A Hg atom can be used to detect changes in the translational temperature of a surrounding gas by noting the quantitative features of the absorption spectrum in the neighborhood of the resonance transition at 253.7 nm (6¹S₀–6³P₁). This spectrum is complex because of the natural isotopes of Hg and the hyperfine structure of the odd numbered ones. The absorption of radiation in this region changes with translational temperature due to Doppler and Lorentz (collisional) line broadening. It will be shown that both the pressure and temperature dependence of the absorption can be calculated by matching the high resolution spectrum of the light source with a computer model that takes into account both the Doppler and Lorentz effects [1].¹

It has been shown previously that a simple two zone model can simulate the light emission from an atomic resonance lamp [2]. This representation is superior to earlier methods [1] in that actual lamp temperatures are used rather than unrealistically high ones that are chosen primarily to represent different emitting and absorbing atom densities in the lamp. In the two zone model, zone 1 is assumed to contain both emitting and absorbing atoms uniformly distributed. The emission from this zone, at the frequency v_r, is proportional to the emittance: J₁(v_r), which is given by the expression

$$J_1\left(v_r\right)=1-\exp \left(-k_1\left(v_r\right)\right).$$ (1)

The Napierian absorption coefficient k₁ (v_r), for a Lorentz broadened Doppler line is defined in the appendix. The second zone, which is assumed to contain only ground state Hg atoms, absorbs some of the radiation from zone one and transmits radiation proportional to the emittance. Therefore J₂(v_r) is given by

$$J_2\left(v_r\right)=J_1\left(v_r\right)\exp \left(-k_2\left(v_r\right)\right).$$ (2)

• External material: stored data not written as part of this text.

PR #1679, opened 2020-05-22
hub deployment: tcp readiness/liveness probes

consideRatio:
The http probes clogged the jupyterhub log, which wasn't helpful. Using TCP probes that checks if is possible to establish a TCP connection wouldn't do that.

But, at the same time, https://github.com/jupyterhub/jupyterhub/pull/3047 also resolves the same thing to some degree by hiding logs about /health endpoint requests unless a loglevel is set to debug. This isn't yet available though.

I'm not sure, http vs TCP probes, pro's / con's. I assume tcpSocket may be more lightweight, I'm not sure.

This quantity is proportional to the radiation emitted by the lamp so that when it is attenuated by an absorption cell containing Hg vapor, the transmitted radiation intensity is proportional to its emittance J₂(v_r)), namely

$$J_3\left(v_r\right)=J_2\left(v_r\right)\exp \left(-k_3\left(v_r\right)\right),$$ (3)

where the subscript 3 distinguishes this externally absorbing region from the lamp zones 1 and 2.

Such a two zone model description of the lamp provides a simple means of representing the actual gradients in absorber and emitter concentrations that are always present in any lamp configuration. The results obtained with models containing more complex distributions of the absorbing and emitting atoms have been shown to be virtually indistinguishable from the idealized two zone model [3].

In earlier work [4] lamps were constructed, and emission profiles obtained, in order to determine the concentration dependence of either fluorescence or absorption signals in zone 3. In these instances optically thin lamps were used to maximize the detection sensitivity for the fluorescing and absorbing atoms. Since optically thin lamps contain low pressures of inert buffer gas, line profile simulations were made invoking Doppler broadening only. These simulations were compared with experiment either by matching the computed and observed absorption vs. concentration calibration curves (curve of growth method) [5], or by matching computed emission profiles with high resolution emission spectra of the lamp (direct method) [6,7].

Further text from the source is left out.